● How to complete this task: Report each line of the data that has "sydneyli" somewhere in it.

Collected data:
Issue #4879, opened 2017-06-28
Messages are displayed differently if run on the commandline and CRON (stderr,stdout)


jobst:
When you run the command 
`/PATH/certbot-auto renew --non-interactive --no-bootstrap --no-self-upgrade --post-hook "apachectl graceful"`
it produces two different outputs (see below) depending if you run it from cron or the commandline, this is probably due to a mix-match of STDERR and STDOUT.

I have not had the pleasure of a real renewal to see what happens then as I only just started using certbot.

So it displays the messages "Cert not yet due for renewal" when running as CRON (in file renewal.py) from function "should_renew()" first and then "Processing ..." from function "handle_renewal_request()" second. If running from commandline all is fine, the order is correct.

This is a annoying especially if you have a longer list of domains as "Cert not yet due for renewal" does NOT contain the domain name and you can't figure out what belongs to what.

## My operating system is (include version):
CentOS 6.9

## I installed Certbot with (certbot-auto, OS package manager, pip, etc):
certbot-auto, no yum packages for CentOS

## I ran this command and it produced this two different outputs:
/PATH/certbot-auto renew --non-interactive --no-bootstrap --no-self-upgrade --post-hook "apachectl graceful"

## Certbot's behavior differed from what I expected because:
**When run from commandline:**

    -------------------------------------------------------------------------------
    Processing /etc/letsencrypt/renewal/DOMAIN1.com.conf
    -------------------------------------------------------------------------------
    Cert not yet due for renewal
    -------------------------------------------------------------------------------
    Processing /etc/letsencrypt/renewal/DOMAIN2.com.conf
    -------------------------------------------------------------------------------
    Cert not yet due for renewal
    -------------------------------------------------------------------------------
    Processing /etc/letsencrypt/renewal/DOMAIN3.com.conf
    -------------------------------------------------------------------------------
    Cert not yet due for renewal
    

**When run from CRON:**

    Cert not yet due for renewal
    Cert not yet due for renewal
    Cert not yet due for renewal
    
    -------------------------------------------------------------------------------
    Processing /etc/letsencrypt/renewal/DOMAIN1.com.conf
    -------------------------------------------------------------------------------
    
    -------------------------------------------------------------------------------
    Processing /etc/letsencrypt/renewal/DOMAIN2.com.conf
    -------------------------------------------------------------------------------
    
    -------------------------------------------------------------------------------
    Processing /etc/letsencrypt/renewal/DOMAIN3.com.conf
[...]

Issue #4741, opened 2017-05-25
Add --install(ation)-only flag to certbot-auto


bmw:
This allows people to separate installing Certbot and running it for the first time. It does the same thing as `certbot-auto --version`, however, this flag makes it explicit this functionality is available and doesn't actually invoke Certbot.

cc @nuxwin

nuxwin:
@bmw 


@bmw 

Really, your involvement here is much appreciated ;)
Keep up your good work ;)

Thank again.

bmw:
As I've described it, this flag would also update Certbot to the latest version. I think there's benefit of having this flag work this way as well (and those who don't want this behavior can use `--no-self-upgrade`) so we should make this clear in the flag name/documentation.

sydneyli:
ill take this on for the PR demo tomorrow!

nuxwin:
@sydneyli Thank youf or merging this ;) That is much appreciated.

PR #5164, opened 2017-10-04
certbot: Flush output after write in IDisplay methods.

r5d:
- Update `notification`, `yesno`, `checklist`, `_print_menu`, and
  `_get_valid_int_ans` methods in `certbot.display.util.FileDisplay`.
- Update `notification` method in
  `certbot.display.util.NoninteractiveDisplay`.

Addresses issue #4879.

### DIFF
--- a/certbot/display/util.py
+++ b/certbot/display/util.py
@@ -117,6 +117,7 @@ class FileDisplay(object):
         self.outfile.write(
             "{line}{frame}{line}{msg}{line}{frame}{line}".format(
                 line=os.linesep, frame=side_frame, msg=message))
+        self.outfile.flush()
         if pause:
             if self._can_interact(force_interactive):
                 input_with_timeout("Press Enter to Continue")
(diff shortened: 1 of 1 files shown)


bmw:
LGTM.

Thanks @r5d!

jobst:
Thank you for the inclusion, I am the reporter of the original #4879.

I just had a look how to get the next version ... IMHO the flags are a little confusing - this maybe just me but I like things to be clear leading to less errors and less queries.

I think there should be a flag or an option called "--update" with an explanation that this flag will initiate an update of all required scripts/programs including certbot-auto to the latest version and then stop. Maybe there should even be a section called "Update"?

bmw:
I'm glad we were able to fix this problem for you, however, this patch hasn't been included in a release yet. It will in our 0.20.0 release at the beginning of next month though.

As for updating `certbot-auto`, I'm sorry for the confusion. We have an issue for a `--install-only` flag at #4741 here which as I've described it, would also update you to the latest version and stop if you already have Certbot installed. I'll make a note about this there to make sure it's clear that flag can be used for both purposes.

Issue #5115, opened 2017-09-14
--deploy-hook value on command line not being used during renewal


bmw:
## I ran this command and it produced this output:
```
$ certbot certonly -d example.org --standalone --deploy-hook "touch foo"
...
$ certbot renew --force-renewal --deploy-hook "touch bar"
...
$ grep bar /etc/letsencrypt/renewal/example.org.conf || echo "Why wasn't my deploy hook set?"
Why wasn't my deploy hook set?
$
```

## Certbot's behavior differed from what I expected because:
The deploy hook value should be set. I think this is due to renew hook to deploy hook rename and default detection. I think `certbot.cli.VAR_MODIFIERS` needs to be changed for this interaction to be handled proerply.

PR #5172, opened 2017-10-05
Integration test to prevent regressions of #5115

bmw:
The next two calls to `CheckDirHooks` should fail if we regress on #5115.


bmw:
Whoops. Nice catch. Thanks for knowing what issue I meant when GitHub didn't. :smile:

● Answer to this problem:
sydneyli:
@sydneyli Thank youf or merging this ;) That is much appreciated.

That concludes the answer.